Complex zeros are values of a polynomial that involve imaginary numbers. When dealing with real coefficient polynomials, complex zeros will always appear in conjugate pairs. This means if you have a zero like \(1+i\), its conjugate, \(1-i\), will also be a zero. This pairing is essential because it helps ensure that the polynomial remains real, even when complex numbers are involved.
Complex zeros are a natural extension of real zeros, and they allow us to find roots of all polynomials using the fundamental theorem of algebra.
When constructing factors from complex zeros, each zero translates into a linear factor. Therefore, from zeros \(1+i\) and \(1-i\), we create the factors \((x-(1+i))\) and \((x-(1-i))\). By multiplying these linear factors, we keep the polynomial real while still capturing the behavior of the complex zeros.

Quadratic factors result from multiplying pairs of complex conjugate factors. A quadratic factor is a polynomial of degree two, usually in the form \(ax^2 + bx + c\).
In our example, we create a quadratic factor by multiplying the linear factors associated with the conjugate zeros \((x-(1+i))\) and \((x-(1-i))\).
This multiplication yields a quadratic factor:

• Start with the difference of squares identity:
• \( (x-1-i)(x-1+i) = (x-1)^2 - i^2 = (x-1)^2 + 1 \)
• This simplifies into the quadratic factor \((x-1)^2 + 1 = x^2 - 2x + 2\).

Quadratic factors formed from complex conjugates give us a useful tool for keeping the coefficients of polynomials real.

Polynomials with real coefficients have numbers in the polynomial that are all real, meaning they don't include any imaginary numbers. This requirement is crucial in most practical applications, as real numbers are more intuitive to understand and use.
When a polynomial is described to have real coefficients, it naturally handles complex zeros by pairing them with their conjugates:

• A conjugate pair ensures that any imaginary components cancel out when multiplied together.
• This cancellation leaves a polynomial with purely real numbers.

In our case, by including complex zeros \(1+i\) and \(1-i\) as factors, the polynomial ensures the coefficients are real, primarily through the formation of the quadratic factor \(x^2 - 2x + 2\). This behavior guarantees that no imaginary numbers appear in the polynomial, maintaining real coefficients throughout.

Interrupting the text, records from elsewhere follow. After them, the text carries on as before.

PR #10781, opened 2023-10-27
Fixes #36871 - Fix incremental update concurrency

m-bucher:
Do not run Incremental Updates on the same Content View in parallel

### DIFF
--- a/app/lib/actions/katello/content_view/incremental_updates.rb
+++ b/app/lib/actions/katello/content_view/incremental_updates.rb
@@ -4,28 +4,41 @@ module Actions
       class IncrementalUpdates < Actions::EntryAction
         include Helpers::Presenter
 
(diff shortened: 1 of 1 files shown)


ianballou:
Tested on Katello 4.7 and seems to be working fine. Tested with normal CVs and composite CVs.  Going to test now on the latest code.

ianballou (approved):
Working fine for me! Tested again on the latest Katello code. Created a CV with two versions that contain the same repo with different content. The content difference was created via RPM deletion in the UI.  Each content view version has a different LCE.

I subscribed one host to each LCE and ensured that each had one applicable erratum to apply. I then ran the incremental update via the UI. The incremental update generate two new content view versions, each had the appropriate content in it. I also confirmed that applying the new content to the host after incremental update still works.

PR #10783, opened 2023-10-31
Fixes #36866 - Remove table hooks from katello and use foreman

parthaa:

Now that TableHooks.js code has been ported to Foreman, we need to have Katello consume it from there so code isn't duplicated. This PR does the clean up / walden job 

* Check out this PR
* Try some pages that use Table hooks. 
* Make sure they look ok


jeremylenz:
@parthaa Do we know if Foreman TableHooks has diverged at all from Katello?

chris1984:
@jeremylenz do you mind reviewing the code, while I test the pages to make sure there are not any breakages?

webpack/components/extensions/HostDetails/Tabs/ErrataTab/ErrataTab.js
```diff
@@ -228,7 +229,7 @@ export const ErrataTab = () => {
   });
 
   const installErrataAction = () => installErrata({
-    hostname, search: fetchBulkParams(),
+    hostname, search: fetchBulkParams({}),
```
jeremylenz, line 232: The need to pass `{}` here is eliminated in https://github.com/theforeman/foreman/pull/9878, but I suppose it's harmless either way. If that gets merged first, you could remove all of these.

jeremylenz (commented):
Code LGTM :+1:

chris1984:
@sjha4 said he would test the CV pages, working on testing the other stuff that was changed

chris1984 (approved):
ACK works well, all the tables/pages/modals render that I tested

webpack/components/extensions/HostDetails/Tabs/ErrataTab/ErrataTab.js
parthaa: Agreed!. May be I should wait for your PR before merging

PR #10784, opened 2023-11-01
Fixes #36884 - Make more strings translatable and extract strings for Katello 4.11

ianballou:
Besides extracting strings, this PR makes (what should be) the remaining unextractable strings extractable.  Angular breadcrumb labels use the translate filter to become translated, but the gettext grunt extraction task cannot pick them up for shipment to transifex. That means that, if translations are already existing in the locale files, the breadcrumbs get translated, but if not, they go completely untranslated.

To work around this, I've added variables containing the needed strings in related controllers with some comments to help future maintainers. This is a short term workaround for the remaining time that Angular has in our ecosystem.

To test, just poke around the UI and make sure Angular breadcrumbs still look fine. They shouldn't be affected unless I messed up a translation import somewhere.


engines/bastion_katello/app/assets/javascripts/bastion_katello/activation-keys/activation-keys.controller.js
```diff
@@ -19,6 +19,9 @@ angular.module('Bastion.activation-keys').controller('ActivationKeysController',
     ['$scope', '$location', 'translate', 'Nutupane', 'ActivationKey', 'CurrentOrganization', 'experimentalLabsSetting',
     function ($scope, $location, translate, Nutupane, ActivationKey, CurrentOrganization, experimentalLabsSetting) {
 
+        // Labels so breadcrumb strings can be translated
```
chris1984, line 22: Thanks for leaving comments :)

chris1984 (approved):
Looks good, send it.

ianballou:
Just need to fix the tests

ianballou:
@chris1984 my latest push should fix all the broken tests.

chris1984 (approved):
Code looks fine, thanks for taking the time to do this. Went through and checked a few pages and the breadcrumbs look fine. ACK

Thanks for putting comments in the JS Controllers too

PR #10786, opened 2023-11-01
Fixes #36883 - Wrong date when using an errata by date filter

sjha4:
Updates CV -> Filters -> Errata by date range filter to ignore timezone by adding timezone offset to time to show times in UTC instead of local timezone
Create an errata by date filter.
In the console, update the date to something like this : cvf.start_date = "2023-10-01"
On the UI, the date will show up as 9/30 instead of 10/01
With this change, you should see 9/30


ianballou (approved):
Looks good to me!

The leading coefficient of a polynomial is the coefficient in front of the highest degree term. It's important because it influences the end behavior of the polynomial graph and the stretch or compression of the polynomial function.
In our example, the given leading coefficient is \(-5\). This affects the quadratic factor \(x^2 - 2x + 2\) by multiplying it entirely to form:

• \(f(x) = -5(x^2 - 2x + 2)\)
• Which expands to: \(f(x) = -5x^2 + 10x - 10\)

The leading coefficient of \(-5\) not only amplifies the polynomial but also reverses its direction, causing the parabola (if graphed) to open downwards. Leading coefficients are vital for determining the nature and behavior of polynomial functions.